Jan. 6 panel, Senate “out of sync” on election reform

The Jan. 6 select committee and the U.S. Senate are on a potential collision course over reforms to the Electoral Count Act — a law from 1887 that President Trump tried to commandeer a year ago to return himself to office.

Why it matters: A bipartisan group of senators is considering a variety of changes, yet the committee is weighing dozens of its own recommendations. A concern already echoed by several Democrats is that a quick fix to the act may undercut a more meaningful, long-term change.


  • "I think it may appear out of sync because on the eve of the Senate taking up voting rights legislation, some Republican opponents launched this discussion of Electoral Count Act reform," Stephen Spaulding, former counsel for Rep. Zoe Lofgren (D-Calif.), told Axios. "Reforming the Electoral Count Act is important, but wholly insufficient."
  • Lofgren herself sits both on the Jan. 6 panel and chairs a separate House committee working on election reform.
  • "If you look at the myriad of ways that elections can be subverted, the Electoral Count Act only touches a piece of that around congressional floor action," said Marc Elias, an election laws specialist who's been used by many members of the Democratic Party and party committees themselves.
  • A committee spokesperson did not immediately respond to a request for comment from Axios.

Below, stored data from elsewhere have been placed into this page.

PR #3135, opened 2026-05-04
test(quickjs): add dockerized postgres integration coverage for PTC loop affinity

hntrl:
This PR adds Docker-backed integration coverage for the QuickJS PTC async path when LangGraph is using a Postgres checkpointer.

The goal is to exercise the same loop-affinity scenario seen in production, but in a self-contained test that does not require preconfigured `POSTGRES_URL` state.

## Changes

- Add `tests/integration_tests/test_postgres.py` in `langchain-quickjs`.
- Start Postgres via `testcontainers` and create an `AsyncPostgresSaver` checkpointer from the container DSN.
- Assert the `tools.task` subagent async execution stays on the outer loop and returns successfully through the QuickJS bridge.
- Normalize the DSN emitted by `testcontainers` (`postgresql+psycopg2://`) to a psycopg-compatible scheme for `AsyncPostgresSaver`.
- Add test-only dependencies required for this path (`langgraph-checkpoint-postgres`, `testcontainers[postgres]`, and `psycopg[binary]`) and refresh `uv.lock`.

### DIFF
--- a/libs/partners/quickjs/tests/integration_tests/test_postgres.py
+++ b/libs/partners/quickjs/tests/integration_tests/test_postgres.py
@@ -1,0 +1,156 @@
+from __future__ import annotations
+
+import uuid
+from collections.abc import (
+    Iterator,  # noqa: TC003 — pydantic resolves annotations at runtime
+)
+from typing import Any
+
+import pytest
+from deepagents.middleware.subagents import SubAgentMiddleware
+from langchain.agents import create_agent
+from langchain_core.language_models.fake_chat_models import GenericFakeChatModel
+from langchain_core.messages import AIMessage, HumanMessage, ToolMessage
+from pydantic import Field
+
+from langchain_quickjs import REPLMiddleware
+
+try:
+    from langgraph.checkpoint.postgres.aio import AsyncPostgresSaver
+except ImportError:  # pragma: no cover - env-dependent optional dependency
+    AsyncPostgresSaver = None  # type: ignore[assignment]
+
+try:
+    from docker.errors import DockerException
+    from testcontainers.postgres import PostgresContainer
+except ImportError:  # pragma: no cover - env-dependent optional dependency
+    DockerException = RuntimeError  # type: ignore[assignment]
+    PostgresContainer = None  # type: ignore[assignment]
+
+
+pytestmark = [
+    pytest.mark.skipif(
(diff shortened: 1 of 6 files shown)


libs/partners/quickjs/tests/integration_tests/test_postgres.py
```diff
@@ -0,0 +1,162 @@
...
+        reason="testcontainers[postgres] not installed",
+    ),
+]
+
+
+class _FakeChatModel(GenericFakeChatModel):
+    messages: Iterator[AIMessage | str] = Field(exclude=True)
+
+    def bind_tools(self, tools: list[Any], **_: Any) -> _FakeChatModel:
+        del tools
```
eyurtsev: why is there `del` here?

libs/partners/quickjs/tests/integration_tests/test_postgres.py
```diff
@@ -0,0 +1,162 @@
...
+
+
+async def test_ptc_task_with_postgres_checkpointer_keeps_loop_affinity(
+    postgres_url: str,
+) -> None:
+    owner_loop = asyncio.get_running_loop()
+    subagent_loop_ids: list[int] = []
+
+    def _subagent_sync(state: dict[str, Any], config: Any) -> dict[str, Any]:
+        del state, config
```
eyurtsev: why are there `del` here

libs/partners/quickjs/tests/integration_tests/test_postgres.py
```diff
@@ -0,0 +1,152 @@
...
+
+    The assertion here is intentionally behavioral: the nested `task` call
+    should complete successfully and return the subagent result.
+    """
+    # AsyncPostgresSaver.from_conn_string returns an async iterator/context manager.
+    assert AsyncPostgresSaver is not None  # narrowed by pytest skip
+    async with AsyncPostgresSaver.from_conn_string(postgres_url) as checkpointer:
+        await checkpointer.setup()
+        thread_id = f"qjs-pg-{uuid.uuid4().hex[:8]}"
+        agent = create_agent(
```
ccurme, line 115: should we use `create_deep_agent` so we don't have to populate `SubAgentMiddleware` below?

ccurme (dismissed):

The big picture: As Axios reported Wednesday, the bipartisan group of senators is considering reform to the role of the vice president as outlined in the act as part of a broader push to strengthen election legislation.

  • Trump tried to exploit the act's vague language to have then-Vice President Mike Pence overrule the results of the 2020 election.
  • Among the changes under consideration is clarifying that the vice president's role is merely ceremonial — not empowered.

The Jan. 6 select committee also is zeroing in on the act as part of a broader array of recommendations that will follow its investigation and future public hearings.

  • The committee is months away from issuing an interim report that would contain any such recommendations.
  • In addition, House committees are considering raising the threshold of what it takes to object to the certification of an individual state's election results.

Under the act as currently written, just one senator and one House member can team up to do so, triggering up to a four-hour debate that could be repeated for each of the 50 states.

  • The Jan. 6 uprising occurred as lawmakers were considering a challenge to the 2020 presidential election results from Arizona — a state early in the alphabetical roll call of states.

The bottom line: It's a long way away—but if the Senate moves first and makes changes to the Electoral Count Act by itself, trying to reconcile it with a House version or recommendations from the select committee could become a new point of contention in the aftermath of Jan. 6.

  • At least one Senate staffer close to the bipartisan group’s discussions suggested any alarm in the House is overblown.
  • The staffer said the group's discussions are still at an early stage, and it is nowhere close to finalizing reform recommendations.